After playing with the Pac Bio data for a while, we figured out how to make the best use of it in our assembly pipeline. I am posting something I wrote for a collaborator, in case it helps others. I would also recommend you to go through the links at the bottom of my previous commentary. The slides from Michael Schatz are particularly helpful.
To understand the assembly process, you need to visualize an eukaryotic genome. The simplest picture consists of a linear chain of unique regions joined by repeat/low complexity regions. Unique regions appear only once in the genome. Repeat regions appear many times in the genome. We can add other complications like haplotype difference to the above simple picture later, but they are secondary for most genomes.
The assembly process has three steps -
i) Assemble all pieces of unique regions. These are called contigs.
ii) Connect them up. The end product is called scaffold.
iii) Fill in the gaps in between with repetitive sequences.
The first step is relatively easy with Sanger reads, but gets complicated with Illumina reads. It is generally accepted as the most difficult step in a short-read assembly process. One needs to be careful about an aggressive assembler that connects pieces which should not be connected. The possibility of making this kind of error goes up, when the reads are short.
The second step is equally challenging, whether you have Sanger or Illumina reads. Basically, you link up various short fragments using mate pairs, multi- exon genes, and anything else you can find.
The third step is often not completed, when a genome paper is published. For example, if you download rat or cow genomes published several years back, you will find that the genomes were filled with NNNNNN sequences. Those NNNNNN regions represent unassembled repeats. The assembler made an estimate about how big the repeat is, but could not manage to fill up the repeats.

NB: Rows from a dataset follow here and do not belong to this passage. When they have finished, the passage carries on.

Issue #4194, opened 2026-08-17
RFC-27: IP ownership verification for user connection (tracker)


elitegreg:
Tracking issue for implementing [RFC-27](https://github.com/malbeclabs/doublezero/blob/main/rfcs/rfc27-ip-verification.md) (`rfcs/rfc27-ip-verification.md`, added in #2304).

## Why

`create_user_core` accepts any globally-routable `client_ip` when the AccessPass is a wildcard pass — stored at `0.0.0.0` or flagged `allow_multiple_ip`, which includes the `EdgeSeat` passes the shred-oracle issues. `is_global()` is the only check applied. That leaves two holes: squatting on the `(client_ip, user_type)` User PDA to lock out the legitimate operator, and pointing device tunnel/route provisioning at a third party's address.

RFC-27 closes them with a signed `IpOwnershipProof` from a DoubleZero-operated verification service, validated onchain through the Ed25519 precompile so it cannot be bypassed by calling the program directly.

## Decisions made ahead of implementation

These resolve RFC open questions and the review points in #4192. The RFC text is amended to match as part of the onchain validation issue.

| Question | Decision |
| --- | --- |
| Replay binding | Signed message is `payer \|\| client_ip \|\| epoch \|\| user_pubkey`, with a domain-separation prefix and version byte. Binding the target User PDA stops a routine connect proof from being replayed into a destructive operation (see #4192 item 2 and the future ReclaimUser work in #4190). |
| Freshness window | Accept `clock.epoch` and `clock.epoch - 1`. Fixed constant, not configurable. |
| Rollout | `FeatureFlag::RequireIpOwnershipProof` (bit 2). Proof optional until the flag is set per environment, then required for every user creation — wildcard and specific-IP alike. |
| Persist proofs onchain | No. The bound `client_ip` plus transaction history is the audit record. |
| IPv6 | Out of scope. The program's `client_ip` surface is `Ipv4Addr` and the User PDA derives from it. |
| Periodic re-verification | Out of scope here. Re-proving on a schedule and releasing a user whose IP changed hands is tracked in #4193 / #4190. |
| Key rotation | Verifier pubkey lives in `GlobalState` and rotates through the existing `SetAuthority` instruction. No cadence set; rotation invalidates outstanding proofs and clients re-verify on next connect. |

## Work

Foundations:
- [x] #4195 — `crates/doublezero-ip-proof`: canonical proof type and signed-message layout
[...]

PR #4207, opened 2026-08-17
serviceability: add ip_verifier_authority_pk to GlobalState and rotate it via SetAuthority

### LINKED ISSUE #4196: serviceability: add ip_verifier_authority_pk to GlobalState and rotate it via SetAuthority

elitegreg:
Closes #4196. Part of RFC-27 ([rfcs/rfc27-ip-verification.md](https://github.com/malbeclabs/doublezero/blob/main/rfcs/rfc27-ip-verification.md)); tracker #4194.

## Summary

- `GlobalState` carries `ip_verifier_authority_pk`, the trust root for RFC-27 IP ownership proof validation, so the verifier key rotates without a program upgrade.
- `SetAuthority` gains an optional `ip_verifier_authority_pk`; authorization is unchanged (GLOBALSTATE_ADMIN permission or the legacy foundation path).
- `doublezero global-config authority set --ip-verifier-authority <pubkey|me>` rotates the key, and `authority get` reports it in both the table and JSON views.
- The Rust SDK `SetAuthorityCommand` forwards the new field.
- `Pubkey::default()` means "no verifier configured". Enforcement, which lands with the onchain validation issue, must treat that as a hard reject rather than as "any signature passes".

## Details

The field is append-only, so accounts written before it existed deserialize with `Pubkey::default()` through the same `unwrap_or_default()` path `feed_authority_pk` uses. On the instruction side, `BorshDeserializeIncremental` keeps transactions built against the old argument layout decoding, with the new field defaulting to `None`.

SDK deserializer work for Go, TypeScript, and Python is tracked separately. The `global_state` fixture is regenerated here because CI's `make check-fixtures` diffs the goldens against the Rust producer; all three readers ignore trailing bytes and skip meta fields they do not map, so they stay green until that work lands. Running the generator also refreshed its `Cargo.lock` from `0.31.0` to `0.36.0`.

`smartcontract/cli/src/init.rs` needed no change: it sends `InitGlobalState` and carries no authority arguments, and the program's initializer seeds the new field to `Pubkey::default()`.

## Testing Verification

- New `tests/setauthority_test.rs`: rotating the verifier key leaves the other authorities, the foundation allowlist, and the feature flags untouched; a second rotation replaces the previous key; and a later `SetAuthority` passing `None` does not clear it. It also asserts a freshly initialized `GlobalState` reads `Pubkey::default()`, the state enforcement must reject.
- Backwards compatibility against the committed base64 vector: it reads back `Pubkey::default()`, and re-serialized with the field set it round-trips with every other field identical. Note that this stored vector is old enough that its bytes end at `user_airdrop_lamports`, so appending 32 bytes to it would not have exercised the new field.
- `SetAuthorityArgs` unit tests: a pre-field four-option encoding still decodes with `ip_verifier_authority_pk: None`, and the new field round-trips.
- Go, TypeScript, and Python SDK suites pass against the regenerated fixture.


smartcontract/programs/doublezero-serviceability/src/processors/globalstate/setauthority.rs
```diff
@@ -95,6 +100,9 @@ pub fn process_set_authority(
     if let Some(feed_authority_pk) = value.feed_authority_pk {
         globalstate.feed_authority_pk = feed_authority_pk;
     }
+    if let Some(ip_verifier_authority_pk) = value.ip_verifier_authority_pk {
+        globalstate.ip_verifier_authority_pk = ip_verifier_authority_pk;
+    }
```
juan-malbeclabs, line 105: `Some(Pubkey::default())` is accepted here and written straight through, silently clearing the trust root.

The field's own doc comment defines `Pubkey::default()` as the "no verifier configured, treat as hard reject" sentinel — so an operator who templates an empty or zero pubkey into `--ip-verifier-authority` disables every IP-verified user connection with no error and no distinguishable onchain signal. `Pubkey::from_str("11111111111111111111111111111111")` parses cleanly, so the CLI won't catch it either.

Non-blocking, but the guard is cheap and matches the semantics the field already documents:

```rust
if let Some(pk) = value.ip_verifier_authority_pk {
    if pk == Pubkey::default() {
        return Err(DoubleZeroError::InvalidAccountData.into()); // or the closest existing variant
    }
    globalstate.ip_verifier_authority_pk = pk;
}
```

I'd only guard the new field — retrofitting the other four is a behavior change that doesn't belong in this PR.

smartcontract/cli/src/globalconfig/authority/get.rs
```diff
@@ -41,6 +43,7 @@ impl GetAuthorityCliCommand {
             access_authority: gstate.sentinel_authority_pk,
             feed_authority: gstate.feed_authority_pk,
             health_oracle: gstate.health_oracle_pk,
+            ip_verifier_authority: gstate.ip_verifier_authority_pk,
```
juan-malbeclabs: An unset verifier renders as the literal `11111111111111111111111111111111`, which is indistinguishable from a deliberately configured key.

Concrete case: right after the program upgrade but before the first rotation, an operator runs `doublezero global-config authority get` to confirm "is the verifier set?", sees a valid-looking base58 pubkey, and concludes yes.

Rendering `Pubkey::default()` as `not set` (and `null` under `--json`) would match the sentinel the field documents. Only this field needs it — the other four have no documented sentinel.

sdk/serviceability/testdata/fixtures/global_state.json
```diff
@@ -81,6 +81,11 @@
       "name": "FeedAuthorityPk",
       "value": "QRSsyMWN1yHT9ir42bgNZUNZ4PdEhcSWCrL2AryKpy5",
       "typ": "pubkey"
+    },
+    {
+      "name": "IpVerifierAuthorityPk",
```
juan-malbeclabs, line 86: This golden now advertises `IpVerifierAuthorityPk`, but nothing validates it:

- Go's `GlobalState` struct (`smartcontract/sdk/go/serviceability/state.go:74-88`) stops at `FeedAuthorityPK`, and `fixture_test.go` has no GlobalState case at all.
- The TS harness skips unknown names (`fixtures.test.ts`: `if (!(f.name in got)) continue;`) and Python does the same (`test_fixtures.py`: `if name not in got: continue`).

So these bytes can drift or regress undetected. I know the SDK deserializer work is tracked separately — the point here is just that the golden currently has zero coverage for the field it advertises, which is a slightly worse state than not adding it yet. Adding `IpVerifierAuthorityPK` to the Go struct plus a GlobalState fixture case would close it.

smartcontract/programs/doublezero-serviceability/tests/setauthority_test.rs
```diff
@@ -0,0 +1,151 @@
...
+    instruction::AccountMeta,
+    pubkey::Pubkey,
+    signature::{Keypair, Signer},
+};
+
+mod test_helpers;
+use test_helpers::*;
+
+/// Bring up a program instance with an initialized GlobalState.
+async fn init_globalstate() -> (
```
juan-malbeclabs: Two small things on this file, neither blocking:

1. No test writes `GlobalState` starting from a **legacy-sized** account, so the 32-byte grow + rent top-up that mainnet will actually take on the first post-upgrade write is never exercised. `setup_program_with_globalconfig_context` exposes `set_account`, so seeding the `LEGACY_GLOBALSTATE_VECTOR` bytes (already defined in `state/globalstate.rs`'s test module) and then running `SetAuthority` would cover that path directly. That's the one migration step with real blast radius, and right now only the pure-deserialization half of it is tested.

2. `init_globalstate()` here duplicates the InitGlobalState half of `test_helpers::init_globalstate_and_config` — worth extracting a shared helper instead.

smartcontract/programs/doublezero-serviceability/src/authorize.rs
```diff
@@ -498,6 +498,7 @@ mod tests {
     fn gs_with_feed(authority: &Pubkey) -> GlobalState {
         GlobalState {
             feed_authority_pk: *authority,
+            ip_verifier_authority_pk: Pubkey::default(),
```
juan-malbeclabs: Nit: redundant next to `..GlobalState::default()` on the following line, which already produces `Pubkey::default()` for this field. Same at line 527.

juan-malbeclabs (approved):
Approving — the change is sound and safe to land.

I read every hunk and traced the surrounding code: the `GlobalState` layout and its `TryFrom`, `process_set_authority`, `try_acc_write` → `resize_account_if_needed`, the `borsh-incremental` derive, the SDK fixture readers, and the remaining `GlobalState { .. }` literals in the tree.

The thing I specifically went looking for — the account growing 32 bytes on the first `GlobalState` write after the upgrade — is safe. Every processor that calls `try_acc_write(&globalstate, ..)` (setauthority, setairdrop, setfeatureflags, the four allowlist add/remove, and the five `create_*` index bumps) takes `system_program` as a fixed account, so `resize_account_if_needed`'s `invoke(transfer)` always has it available. The append-only field, the `unwrap_or_default()` read path, and the `BorshDeserializeIncremental` instruction path all behave as advertised, and the legacy-vector test is a good way to pin that down.

No correctness bugs. The inline comments are all non-blocking — the first one is the only one I'd actually push for, and it's a three-line guard. They cluster around one theme: the field documents `Pubkey::default()` as a meaningful sentinel ("no verifier configured → enforcement must hard-reject"), but nothing in the write path, the read path, or the SDK goldens treats it as one yet. Worth closing before RFC-27 enforcement starts depending on that sentinel.

Ran locally: `cargo test -p doublezero-serviceability --lib globalstate` (9 passed) and `--test setauthority_test` (2 passed).

smartcontract/programs/doublezero-serviceability/src/processors/globalstate/setauthority.rs
elitegreg: I understand this, but don't think it represents an actual issue. Setting the authority is something DZF would very rarely and very purposefully.

smartcontract/cli/src/globalconfig/authority/get.rs
elitegreg: Fixed in 3be0b91. `AuthorityDisplay.ip_verifier_authority` is now `Option<Pubkey>`, mapped from the onchain field with `Pubkey::default()` → `None`: the table prints `not set` and `--json` prints `null`. Left the other four alone since they have no documented sentinel.

Added `test_cli_globalconfig_authority_get_unset_ip_verifier`, which asserts the row reads `not set`, does not contain the all-zero base58 key, and that the JSON value is null.

sdk/serviceability/testdata/fixtures/global_state.json
elitegreg: Fixed in 3be0b91. Added `IpVerifierAuthorityPK` to the Go `GlobalState` struct and the read in `DeserializeGlobalState` — `ReadPubkey` returns the all-zero key at EOF, so accounts predating the field decode to the same `Pubkey::default()` sentinel the program uses.

Also added the missing GlobalState fixture cases: `TestFixtureGlobalState` asserts every field against `global_state.json` (so the trailing verifier key pins field order as well as value), and `TestFixtureGlobalStateLegacyNoIpVerifier` drops the last 32 bytes and asserts the zero sentinel.

Left TS/Python to the tracked SDK work as you suggested.

smartcontract/programs/doublezero-serviceability/tests/setauthority_test.rs
elitegreg: Both done in 3be0b91.

1. New `test_setauthority_grows_legacy_sized_globalstate`: uses `setup_program_with_globalconfig_context`, truncates the live GlobalState to the pre-field layout, funds it via `set_account` to exactly the *legacy* rent minimum so the grow needs a top-up, then runs `SetAuthority`. Asserts the account grew by 32 bytes, is rent-exempt at the new size, reads back the rotated key, and that every other field survived.

   I built the legacy bytes by truncation rather than reusing `LEGACY_GLOBALSTATE_VECTOR` — that const lives in a `#[cfg(test)]` module of the lib, so it is not visible to integration tests, and truncation exercises the same grow path without a second hardcoded blob.

2. Extracted `init_globalstate` into `test_helpers`; `init_globalstate_and_config` now calls it, and this file’s local helper (renamed `setup` to avoid shadowing it) does too.

smartcontract/programs/doublezero-serviceability/src/authorize.rs
elitegreg: Removed both in 3be0b91.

Let me give you some numbers about how a genome looks like at the publication stage. I am most familiar with the sea urchin genome, which has roughly 900Mb of nucleotides. When it was published, the genome contained 114K pieces (scaffolds). Three years after publication, Baylor released an update, where they brought down the number of pieces to 32K. The pieces are not all of equal size, and N50 is the most accepted statistics to judge the quality of the assembly.
As it appears to me, Pac Bio data is not good for de novo assembly of unique regions, unless you have tons of sequences. Illumina seems to be more well- suited. However, PacBio can be of tremendous help in joining the unique regions.
If you compare Pac Bio (5Kb reads) with Illumina 5Kb mate pairs for the purpose of joining reads, one big advantage of Pac Bio is that it also gives you the intermediate sequences. So, not only we connect up two fragments, we also get what is in between. However, one big caution here is that the connection made with Pac Bio will be ‘noisy’, whereas the Illumina contigs being connected contain high-quality data. Therefor, one needs to make the Pac Bio reads go through error-correction process (typically using Illumina) to turn them into good sequences.